Give back every record exactly.

Stored items:
☆ ☆ ☆ ☆ ☆
PR #260, opened 2019-06-14
Convert remaining landice-related tools to py3

matthewhoffman:
This merge converts the remaining landice tools to py3, as well as some additional shared tools that landice COMPASS uses.  It also adds a couple shared tools that landice COMPASS requires to the conda package.

PR #261, opened 2019-06-15
Update conda package to v0.0.3

xylar:
...for a release and build on conda-forge.


xylar:
To be merged after #260, just before making a new release.

xylar:
@matthewhoffman and @pwolfram, I'm hoping to make this release relatively soon so I can include it in the next deployment of e3sm-unified.  @matthewhoffman, do you have an estimated time table for when you'll be ready to merge #260?  @pwolfram, were you able to figure out if there are scripts that you would like to have added to the conda package, and if so do you have a time table for when you can do a PR to add them?

xylar:
@jhkennedy, I will ask you to give this a quick look once I rebase after #260 gets merged.

jhkennedy:
@xylar Happy to!

pwolfram:
@xylar, thanks for the offer-- I won't have time this time to do this in the short term.  Long term, however, I would argue we want the JIGSAW scripts to be in the conda build, which doesn't appear to be the case.  The key use case in my mind is simplification of COMPASS or tools we need to use frequently and want to have on the command line.  Are there other use cases?  

Thanks for the offer!  Maybe we should submit an issue for discussion on migration of the JIGSAW mesh conversion scripts?

cc @dengwirda, @kristin-hoch, @sbrus89

matthewhoffman:
@xylar , I'll try to get #260 tested and merged today.  I may need to try building the package on a different computer.

Thanks for putting together a conda package update.  That will help with the COMPASS changes I need to do.

xylar:
> Long term, however, I would argue we want the JIGSAW scripts to be in the conda build, which doesn't appear to be the case.

To be clear, mpas_tools is not meant to supply all the packages needed by compass.  I have a separate readme that defines those needs:

https://github.com/MPAS-Dev/MPAS-Model/blob/ocean/develop/testing_and_setup/compass/README_ocean.md

So far, there is no compelling reason to make a conda package for compass, since we always need to run out of the repo.

> The key use case in my mind is simplification of COMPASS or tools we need to use frequently and want to have on the command line. Are there other use cases?

That's the purpose of the compass conda environment, which is a super-set of mpas_tools and several other packages mentioned in the README.

> Thanks for the offer! Maybe we should submit an issue for discussion on migration of the JIGSAW mesh conversion scripts?

I think those belong in COMPASS, since they don't have any purpose outside of making test cases.  They could be moved here but I don't see a big advantage.

xylar:
> I'll try to get #260 tested and merged today. I may need to try building the package on a different computer.

No rush, just wanted a sense of it.

> Thanks for putting together a conda package update. That will help with the COMPASS changes I need to do.

Oh, sure, no problem!

xylar:
@jhkennedy, I'm doing a test build now.  I'd appreciate a quick review.  Mostly just a sanity check to make sure I update the version number, dependencies, tests, etc. as needed.

conda_package/recipe/meta.yaml
```diff
@@ -26,6 +26,7 @@ requirements:
     - hdf5
     - libnetcdf
     - setuptools
+    - netcdf4
```
xylar: This may not be necessary anymore but I'm leaving it for now.

conda_package/recipe/meta.yaml
```diff
@@ -26,6 +26,9 @@ requirements:
...
+    - openmp  # [osx]
```
xylar: This was necessary on conda-forge.  @matthewhoffman, this might fix the compiler error you saw.  Fingers crossed...

xylar:
Thanks @jhkennedy.  I've made all your suggested changes.  We don't need the reg. ex. version in `conf.py` because we import `mpas_tools` in any case to do the auto-generated documentation.  But for `setup.py`, that's super helpful.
☆ ☆ ☆ ☆ ☆
**Response to the exercise**
PR #260, opened 2019-06-14
Convert remaining landice-related tools to py3

matthewhoffman:
This merge converts the remaining landice tools to py3, as well as some additional shared tools that landice COMPASS uses.  It also adds a couple shared tools that landice COMPASS requires to the conda package.

PR #261, opened 2019-06-15
Update conda package to v0.0.3

xylar:
...for a release and build on conda-forge.


xylar:
To be merged after #260, just before making a new release.

xylar:
@matthewhoffman and @pwolfram, I'm hoping to make this release relatively soon so I can include it in the next deployment of e3sm-unified.  @matthewhoffman, do you have an estimated time table for when you'll be ready to merge #260?  @pwolfram, were you able to figure out if there are scripts that you would like to have added to the conda package, and if so do you have a time table for when you can do a PR to add them?

xylar:
@jhkennedy, I will ask you to give this a quick look once I rebase after #260 gets merged.

jhkennedy:
@xylar Happy to!

pwolfram:
@xylar, thanks for the offer-- I won't have time this time to do this in the short term.  Long term, however, I would argue we want the JIGSAW scripts to be in the conda build, which doesn't appear to be the case.  The key use case in my mind is simplification of COMPASS or tools we need to use frequently and want to have on the command line.  Are there other use cases?  

Thanks for the offer!  Maybe we should submit an issue for discussion on migration of the JIGSAW mesh conversion scripts?

cc @dengwirda, @kristin-hoch, @sbrus89

matthewhoffman:
@xylar , I'll try to get #260 tested and merged today.  I may need to try building the package on a different computer.

Thanks for putting together a conda package update.  That will help with the COMPASS changes I need to do.

xylar:
> Long term, however, I would argue we want the JIGSAW scripts to be in the conda build, which doesn't appear to be the case.

To be clear, mpas_tools is not meant to supply all the packages needed by compass.  I have a separate readme that defines those needs:

https://github.com/MPAS-Dev/MPAS-Model/blob/ocean/develop/testing_and_setup/compass/README_ocean.md

So far, there is no compelling reason to make a conda package for compass, since we always need to run out of the repo.

> The key use case in my mind is simplification of COMPASS or tools we need to use frequently and want to have on the command line. Are there other use cases?

That's the purpose of the compass conda environment, which is a super-set of mpas_tools and several other packages mentioned in the README.

> Thanks for the offer! Maybe we should submit an issue for discussion on migration of the JIGSAW mesh conversion scripts?

I think those belong in COMPASS, since they don't have any purpose outside of making test cases.  They could be moved here but I don't see a big advantage.

xylar:
> I'll try to get #260 tested and merged today. I may need to try building the package on a different computer.

No rush, just wanted a sense of it.

> Thanks for putting together a conda package update. That will help with the COMPASS changes I need to do.

Oh, sure, no problem!

xylar:
@jhkennedy, I'm doing a test build now.  I'd appreciate a quick review.  Mostly just a sanity check to make sure I update the version number, dependencies, tests, etc. as needed.

conda_package/recipe/meta.yaml
```diff
@@ -26,6 +26,7 @@ requirements:
     - hdf5
     - libnetcdf
     - setuptools
+    - netcdf4
```
xylar: This may not be necessary anymore but I'm leaving it for now.

conda_package/recipe/meta.yaml
```diff
@@ -26,6 +26,9 @@ requirements:
...
+    - openmp  # [osx]
```
xylar: This was necessary on conda-forge.  @matthewhoffman, this might fix the compiler error you saw.  Fingers crossed...

xylar:
Thanks @jhkennedy.  I've made all your suggested changes.  We don't need the reg. ex. version in `conf.py` because we import `mpas_tools` in any case to do the auto-generated documentation.  But for `setup.py`, that's super helpful.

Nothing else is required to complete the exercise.